**Exercise description**
Present each line of the entries below that holds the word "Korona".

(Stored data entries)
#####

Issue #8198, opened 2021-01-21
non-secure http links in diaspora main page


ford--prefect:
I noticed two items in the diaspora main page in version 0.7.14.0.

The first one appears in the head section of the html:
> `<head` prefix='og: http://ogp.me/ns# article: http://ogp.me/ns/article# profile: http://ogp.me/ns/profile#'>

And the second one are the links to the diaspora foundation in the lower left column:
> `<a href="http://wiki.diasporafoundation.org/Welcoming_Committee">`
> `<a target="_blank" href="http://wiki.diasporafoundation.org">Wiki</a>`

While I don't understand the purpose of the first one, the second appearance is an easy fix.

tclaus:
Good finding - There are lots of other places with legacy (http) protocols. most of them now have the secure variant. 
Some others are not available any more.

ford--prefect:
Sounds like you would appreciate some help finding all the other insecure protocol uses? I feel I can do that. Merge request coming.

ford--prefect:
Created a pull request (#8201) for this.

denschub:
Please only change links you have a really good reason to change something (i.e. a link that is actually affecting users), because your mass-change would just completely ruin the git logs with no reason whatsoever.

denschub:
And just to clarify what I mean:

* Links like the sidebar links to the wiki: Great! Those get exposed to the user, so changing those is great.
* Links in templates, like the default front page: Also great, they can be clicked by users.
* HTML namespaces like the opengraph example: No need - those URLs are for spec-purposes only, they will not get queried by a browser.
* URLs in tests: No reason to change those, they have no user impact.

Please also **do not** touch translations. It's fine to edit the `en.yml`s, but everything else is handled outside of GitHub at WebTranslateIt - if you change the English main version, the languages will eventually sync.

PR #8207, opened 2021-02-20
#8198  Changed user facing unsecure protocol to secure

tclaus:
Solves #8198 - some Protocols are still http instead of https 
This PR changes the ones a user has direct contract with or are published in the mail start page.

### DIFF
--- a/app/assets/javascripts/app/views/help_view.js
+++ b/app/assets/javascripts/app/views/help_view.js
@@ -14,7 +14,7 @@ app.views.Help = app.views.StaticContentView.extend({
 
   initialize : function() {
     this.GETTING_HELP_SUBS = {
-      getting_started_a: {tutorial_series: this.linkHtml("http://diasporafoundation.org/getting_started/sign_up", Diaspora.I18n.t("getting_started_tutorial"))},
+      getting_started_a: {tutorial_series: this.linkHtml("https://diasporafoundation.org/getting_started/sign_up", Diaspora.I18n.t("getting_started_tutorial"))},
       get_support_a_website: {link: this.linkHtml("https://diasporafoundation.org/", Diaspora.I18n.t("foundation_website"))},
       get_support_a_tutorials: {tutorials: this.linkHtml("https://diasporafoundation.org/tutorials", Diaspora.I18n.t("tutorials"))},
       get_support_a_wiki: {link: this.linkHtml("https://wiki.diasporafoundation.org/Special:Search", Diaspora.I18n.t("wiki"))},
@@ -27,8 +27,8 @@ app.views.Help = app.views.StaticContentView.extend({
     this.POSTS_AND_POSTING_SUBS = {
       post_report_a: {community_guidelines: this.linkHtml("https://diasporafoundation.org/community_guidelines", Diaspora.I18n.t("community_guidelines"))},
       format_text_a: {
-        markdown: this.linkHtml("http://diasporafoundation.org/formatting", Diaspora.I18n.t( 'markdown' )),
-        here: this.linkHtml("http://daringfireball.net/projects/markdown/syntax", Diaspora.I18n.t( 'here' ))
+        markdown: this.linkHtml("https://diasporafoundation.org/formatting", Diaspora.I18n.t( 'markdown' )),
+        here: this.linkHtml("https://daringfireball.net/projects/markdown/syntax", Diaspora.I18n.t( 'here' ))
       }
     };
 
--- a/app/assets/javascripts/app/views/help_view.js
+++ b/app/assets/javascripts/app/views/help_view.js
@@ -12,6 +12,7 @@ app.views.Help = app.views.StaticContentView.extend({
     "click .faq-link-keyboard-shortcuts": "keyboardShortcuts"
   },
 
+  /* eslint-disable camelcase */
   initialize : function() {
     this.GETTING_HELP_SUBS = {
       getting_started_a: {tutorial_series: this.linkHtml("https://diasporafoundation.org/getting_started/sign_up", Diaspora.I18n.t("getting_started_tutorial"))},
@@ -27,10 +28,11 @@ app.views.Help = app.views.StaticContentView.extend({
     this.POSTS_AND_POSTING_SUBS = {
       post_report_a: {community_guidelines: this.linkHtml("https://diasporafoundation.org/community_guidelines", Diaspora.I18n.t("community_guidelines"))},
       format_text_a: {
-        markdown: this.linkHtml("https://diasporafoundation.org/formatting", Diaspora.I18n.t( 'markdown' )),
-        here: this.linkHtml("https://daringfireball.net/projects/markdown/syntax", Diaspora.I18n.t( 'here' ))
+        markdown: this.linkHtml("https://diasporafoundation.org/formatting", Diaspora.I18n.t("markdown")),
+        here: this.linkHtml("https://daringfireball.net/projects/markdown/syntax", Diaspora.I18n.t("here"))
       }
     };
+  /* eslint-enable camelcase */
 
     this.TAGS_SUBS = {
       filter_tags_a: {
--- a/app/helpers/meta_data_helper.rb
+++ b/app/helpers/meta_data_helper.rb
@@ -5,7 +5,7 @@ module MetaDataHelper
   include ActionView::Helpers::TagHelper
 
   def og_prefix
-    'og: http://ogp.me/ns# article: http://ogp.me/ns/article# profile: http://ogp.me/ns/profile#'
+    'og: https://ogp.me/ns# article: https://ogp.me/ns/article# profile: https://ogp.me/ns/profile#'
   end
 
   def site_url
--- a/app/helpers/meta_data_helper.rb
+++ b/app/helpers/meta_data_helper.rb
@@ -5,7 +5,7 @@ module MetaDataHelper
   include ActionView::Helpers::TagHelper
 
   def og_prefix
-    'og: https://ogp.me/ns# article: https://ogp.me/ns/article# profile: https://ogp.me/ns/profile#'
+    "og: https://ogp.me/ns# article: https://ogp.me/ns/article# profile: https://ogp.me/ns/profile#"
   end
 
   def site_url
--- a/app/models/open_graph_cache.rb
+++ b/app/models/open_graph_cache.rb
@@ -33,7 +33,7 @@ class OpenGraphCache < ApplicationRecord
   end
 
   def fetch_and_save_opengraph_data!
-    uri = URI.parse(url.start_with?("http") ? url : "http://#{url}")
+    uri = URI.parse(url.start_with?("http") ? url : "https://#{url}")
     uri.normalize!
     object = OpenGraphReader.fetch!(uri)
 
--- a/app/models/open_graph_cache.rb
+++ b/app/models/open_graph_cache.rb
@@ -33,7 +33,7 @@ class OpenGraphCache < ApplicationRecord
   end
 
   def fetch_and_save_opengraph_data!
-    uri = URI.parse(url.start_with?("http") ? url : "https://#{url}")
+    uri = URI.parse(url.start_with?("http") ? url : "http://#{url}")
     uri.normalize!
     object = OpenGraphReader.fetch!(uri)
 
--- a/app/views/terms/default.haml
+++ b/app/views/terms/default.haml
@@ -142,7 +142,7 @@
             Source code and materials
 
           %p
-            This Service runs on a diaspora* social network server. This source code is licensed under an <a href="http://www.gnu.org/licenses/agpl-3.0.html">AGPLv3</a> license which means you are allowed to and even encouraged to take the source code, modify it and use it.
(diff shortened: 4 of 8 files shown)


app/assets/javascripts/app/views/help_view.js
```diff
@@ -14,7 +14,7 @@ app.views.Help = app.views.StaticContentView.extend({
 
   initialize : function() {
     this.GETTING_HELP_SUBS = {
-      getting_started_a: {tutorial_series: this.linkHtml("http://diasporafoundation.org/getting_started/sign_up", Diaspora.I18n.t("getting_started_tutorial"))},
+      getting_started_a: {tutorial_series: this.linkHtml("https://diasporafoundation.org/getting_started/sign_up", Diaspora.I18n.t("getting_started_tutorial"))},
```
diaspora-code-review, line 17: - Identifier 'getting_started_a' is not in camel case.
- Identifier 'tutorial_series' is not in camel case.

app/assets/javascripts/app/views/help_view.js
```diff
@@ -27,8 +27,8 @@ app.views.Help = app.views.StaticContentView.extend({
     this.POSTS_AND_POSTING_SUBS = {
       post_report_a: {community_guidelines: this.linkHtml("https://diasporafoundation.org/community_guidelines", Diaspora.I18n.t("community_guidelines"))},
       format_text_a: {
-        markdown: this.linkHtml("http://diasporafoundation.org/formatting", Diaspora.I18n.t( 'markdown' )),
-        here: this.linkHtml("http://daringfireball.net/projects/markdown/syntax", Diaspora.I18n.t( 'here' ))
+        markdown: this.linkHtml("https://diasporafoundation.org/formatting", Diaspora.I18n.t( 'markdown' )),
```
diaspora-code-review, line 30: - There should be no spaces inside this paren.
- Strings must use doublequote.

app/assets/javascripts/app/views/help_view.js
```diff
@@ -27,8 +27,8 @@ app.views.Help = app.views.StaticContentView.extend({
...
+        here: this.linkHtml("https://daringfireball.net/projects/markdown/syntax", Diaspora.I18n.t( 'here' ))
```
diaspora-code-review, line 31: - There should be no spaces inside this paren.
- Strings must use doublequote.

app/helpers/meta_data_helper.rb
```diff
@@ -5,7 +5,7 @@ module MetaDataHelper
   include ActionView::Helpers::TagHelper
 
   def og_prefix
-    'og: http://ogp.me/ns# article: http://ogp.me/ns/article# profile: http://ogp.me/ns/profile#'
+    'og: https://ogp.me/ns# article: https://ogp.me/ns/article# profile: https://ogp.me/ns/profile#'
```
diaspora-code-review, line 8: Style/StringLiterals: Prefer double-quoted strings unless you need single quotes to avoid extra backslashes for escaping.

config/routes.rb
```diff
@@ -208,7 +208,7 @@
   get 'help/:topic' => 'help#faq'
 
   #Protocol Url
-  get 'protocol' => redirect("http://wiki.diasporafoundation.org/Federation_Protocol_Overview")
+  get 'protocol' => redirect("https://wiki.diasporafoundation.org/Federation_Protocol_Overview")
```
diaspora-code-review, line 211: Style/StringLiterals: Prefer double-quoted strings unless you need single quotes to avoid extra backslashes for escaping.

app/helpers/meta_data_helper.rb
denschub: https://github.com/diaspora/diaspora/issues/8198#issuecomment-775280343

> * HTML namespaces like the opengraph example: No need - those URLs are for spec-purposes only, they will not get queried by a browser.

app/models/open_graph_cache.rb
```diff
@@ -33,7 +33,7 @@ def self.find_or_create_by(opts)
   end
 
   def fetch_and_save_opengraph_data!
-    uri = URI.parse(url.start_with?("http") ? url : "http://#{url}")
+    uri = URI.parse(url.start_with?("http") ? url : "https://#{url}")
```
denschub, line 36: This assumes that every URL ever posted supports TLS - which is not a good assumption to make.

config/locales/diaspora/en.yml
```diff
@@ -3,7 +3,7 @@
 #   the COPYRIGHT file.
 
 # Sample localization file for English. Add more files in this directory for other locales.
-# See http://github.com/svenfuchs/rails-i18n/tree/master/rails%2Flocale for starting points.
+# See https://github.com/svenfuchs/rails-i18n/tree/master/rails%2Flocale for starting points.
```
denschub, line 6: No need to change this, there is no user-impact here whatsoever.

config/locales/diaspora/en.yml
```diff
@@ -456,7 +456,7 @@ en:
...
+      embed_multimedia_a: "You can usually just paste the URL (e.g. https://www.youtube.com/watch?v=nnnnnnnnnnn ) into your post and the video or audio will be embedded automatically. The sites supported include: YouTube, Vimeo, SoundCloud, Flickr and a few more. diaspora* uses oEmbed for this feature. If you post a direct link to an audio or video file, diaspora* will embed it using standard HTML5 player. We’re supporting more media sources all the time. Remember to always post simple, full links – no shortened links; no operators after the base URL – and give it a little time before you refresh the page after posting for seeing the preview."
```
denschub, line 459: This is a piece out of the documentation. That URL is never loaded, and it's not even clickable. It's also save to assume that no user would ever copy-paste that URL, because it's not a valid video URL. Changing this invalidates all translations of that string, and there is no reason to do that.

skyschub (changes requested):
This is missing a couple of things.

- https://github.com/diaspora/diaspora/blob/1f329991259dcaf201d3b0ca1e5ca3be306ce10b/app/views/streams/main_stream.html.haml#L66
- https://github.com/diaspora/diaspora/blob/1f329991259dcaf201d3b0ca1e5ca3be306ce10b/app/views/streams/main_stream.html.haml#L97
- https://github.com/diaspora/diaspora/blob/1f329991259dcaf201d3b0ca1e5ca3be306ce10b/app/assets/javascripts/app/helpers/locations.js#L9-L10
- https://github.com/diaspora/diaspora/blob/1f329991259dcaf201d3b0ca1e5ca3be306ce10b/app/assets/javascripts/app/helpers/locations.js#L17-L19
- https://github.com/diaspora/diaspora/blob/1f329991259dcaf201d3b0ca1e5ca3be306ce10b/app/views/terms/default.haml#L145

and potentially a few others (have not looked too closely). In addition, it changes some things that have no real user impact, or no impact at all, and for the sake of not touching things just because(tm), let's avoid that.

app/assets/javascripts/app/views/help_view.js
tclaus: I think, this can be ignored, since the identifier was not changed

app/helpers/meta_data_helper.rb
tclaus: These URLs provided the reason for this PR and Issue.
BTW, the ogp URLs are prefixes for the og: Protocols. In their documentation, every URL is a https - URL, so even this is not a technical need, changing (as many as possible) these URLs modernize the Diaspora output. Don't show a skeptical user, that the diaspora devs don't care about secure protocols. 

I herby declare a request to change this.

tclaus:
> This is missing a couple of things.
> * https://github.com/diaspora/diaspora/blob/1f329991259dcaf201d3b0ca1e5ca3be306ce10b/app/assets/javascripts/app/helpers/locations.js#L17-L19

"korona.geog.uni-heidelberg.de" - This is a dead link. (because of Korona?) 
What to do with this? 

> 
> and potentially a few others (have not looked too closely). In addition, it changes some things that have no real user impact, or no impact at all, and for the sake of not touching things just because(tm), let's avoid that.

Yes, a few others.. but I don't really now what's really needed. For me diaspora should change as much of these as possible. 

One of my favorites is this "create link" - prompt. But I was unable to find the generation if this. 

Bildschirmfoto 2021-02-21 um 09 34 18

config/locales/diaspora/en.yml
tclaus: I'll change this back. On the other Hand lets consider not to show the user old-fashioned url protocols as examples, even there is a bit effort in changing translations

app/views/terms/default.haml
```diff
@@ -142,7 +142,7 @@
             Source code and materials
 
           %p
-            This Service runs on a diaspora* social network server. This source code is licensed under an <a href="http://www.gnu.org/licenses/agpl-3.0.html">AGPLv3</a> license which means you are allowed to and even encouraged to take the source code, modify it and use it.
+            This Service runs on a diaspora* social network server. This source code is licensed under an <a href="https://www.gnu.org/licenses/agpl-3.0.html">AGPLv3</a> license which means you are allowed to and even encouraged to take the source code, modify it and use it.
```
diaspora-code-review, line 145: Line is too long. [275/120]

app/assets/javascripts/app/views/help_view.js
denschub: If you touch it, you own it. Which, by the way, is exactly the reason why I'm insisting so hard to only change things where it's needed. As annoying as it is, if we fix the existing codestyle issues step by step, we'll eventually end up with a consistent codestyle everywhere. Here, the scope is minimal - renaming those variable names and renaming their usages in one single template file is enough.

app/helpers/meta_data_helper.rb
denschub: > These URLs provided the reason for this PR and Issue.

That still doesn't mean it makes any sense. ;)

They changed their docs [some time in July last year](http://web.archive.org/web/20200702012303/https://ogp.me/) and didn't even note it somewhere because it has absolutely no relevance whatsoever.

Nobody cares about namespace URLs. They will not show up in your browser, they will not show up as a mixed content warning, they won't even show up in the devtools. The only reasonable response to someone looking at the HTML source and asking why there are http links is: "That absolutely has no relevance whatsoever.". I mean, what's next? People complaining that all our svg's have `xmlns="http://www.w3.org/2000/svg"` and `http://www.w3.org/TR/2001/REC-SVG-20010904/DTD/svg10.dtd` as their dtd?! Like, c'mon.

But fine, I don't care enough to spend any more time on discussing this. If you want to change it, sure.

denschub:
> "korona.geog.uni-heidelberg.de" - This is a dead link. (because of Korona?)
> What to do with this?

True, [they deprecated that tileserver in 2019](http://k1z.blog.uni-heidelberg.de/2019/02/08/the-future-of-openmapsurfers-tiles/). Ignore this for now, but I'd appreciate if you could file a bug to remove those tiles, they're no longer working.



> Yes, a few others.. but I don't really now what's really needed. For me diaspora should change as much of these as possible.

As I already commented in #8198: Change anything that is affecting users. All links than can be clicked or somehow followed by users. Changing anything else creates nothing but noise with no improvement whatsoever.



> One of my favorites is this "create link" - prompt. But I was unable to find the generation if this.

That's coming from an upstream dependency: https://github.com/refactory-id/bootstrap-markdown/blob/a496d34b9bd34451c8315a850472f794c8df7d53/js/bootstrap-markdown.js#L1182 which appears to be dead.

app/assets/javascripts/app/views/help_view.js
tclaus: Whats about 47 language files these identifiers are also referenced? 
Is it a good idea just to change this identifier and let the direct 'neighbors' untouched? 

Bildschirmfoto 2021-02-21 um 18 05 24

denschub: These keys have no reference to any language file. They're merely assignments to variables, they're passed as the variable object [here](https://github.com/diaspora/diaspora/blob/1f329991259dcaf201d3b0ca1e5ca3be306ce10b/app/assets/javascripts/app/views/help_view.js#L67), and as long as you change them both here and [in the template they're used](https://github.com/diaspora/diaspora/blob/1f329991259dcaf201d3b0ca1e5ca3be306ce10b/app/assets/templates/faq_getting_help_tpl.jst.hbs), you're fine. That's just an assignment for later use in the same unit, not relevant to what's stored in the language file.

`Diaspora.I18n.t()` is the function actually loading things from the language file. Changing those would be very bad indeed, but the bot is not complaining about that. :) 

> Is it a good idea just to change this identifier and let the direct 'neighbors' untouched?

It's not a good idea, no! Most likely the bot would yell at you anyway, because you're changing context lines.

denschub: Ah wait, you're talking about `tutorial_series`, not `getting_started_a`. I actually completely missed that.

Yeah, you're right, that's bad. Okay, fine, let's **not** change the keys then, but please enclose the entire block with a 

```js
/* eslint-disable camelcase */
...
/* eslint-enable camelcase */
```

To declare that we're violating camelcase here on purpose, and to avoid further but complaints for changes in the future! :)

denschub:
Squashed and merged as d7941230a4a420f35bb11214f8bb4ec9314e68ab.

#####

**Reply to the task**
"korona.geog.uni-heidelberg.de" - This is a dead link. (because of Korona?) 
> "korona.geog.uni-heidelberg.de" - This is a dead link. (because of Korona?)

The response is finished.